Table 1. Fold recognition over the test decoy sets.
number of | basic method | DC method | DC best | ||||
PDB | decoy models | true folds | true folds | top model | |||
code | basic | DC method | top 5 | top 10 | top 5 | top 10 | RMS (Å/ca) |
2trx | 16768 | 12526 (5046) | 0 | 0 | 5 (1) | 8 (4) | 6.55/105 |
3chy | 7015 | 700 (388) | 1 | 2 | 5 (5) | 10 (8) | 5.70/121 |
1f4p | 4243 | 3896 (991) | 0 | 0 | 3 (5) | 6 (8) | 6.73/134 |
5p21 | 20169 | 5196 (1655) | 2 | 4 | 4 (4) | 4 (4) | 8.70/158 |
Of the five proteins considered, one (1cozA) did not produce models and is not tabulated. For each of the other proteins (PDB) the number of decoys constructed by the basic PLATO method is tabulated in the leftmost column along with those using the PLATO method with direct contact (DC) information and, in parenthes, the number after applying structural constraints to the contact matrix. The computer execution time is roughly proportional to these numbers.
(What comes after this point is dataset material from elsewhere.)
PR #7429, opened 2024-03-22
Fix incorrect merging of undefined resources by put_partial

### LINKED ISSUE #7416: put_partial causes release_version to fail if undefined resources are removed from the resource set
1. when a resource is removed from a resource set, it is not removed from the 'undeployable' resource field on the model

The number of true folds (defined by topology string) found in the top 5 and top 10 ranked positions is tabulated for the basic PLATO method and the DC augmented method ranked by the PLATO score and the DC score combined as their geometric mean as used previously (with the arithmetic mean in parenthes). The number of hits over larger subsets is more easily seen in the plots in Figure 5. In the rightmost column, the root mean square (RMS) deviation was calculated over the number of residues (CA atoms) shown in parentheses for the top model. These values are slightly higher than some reported previously as the current models were not selected using residue-level contact data.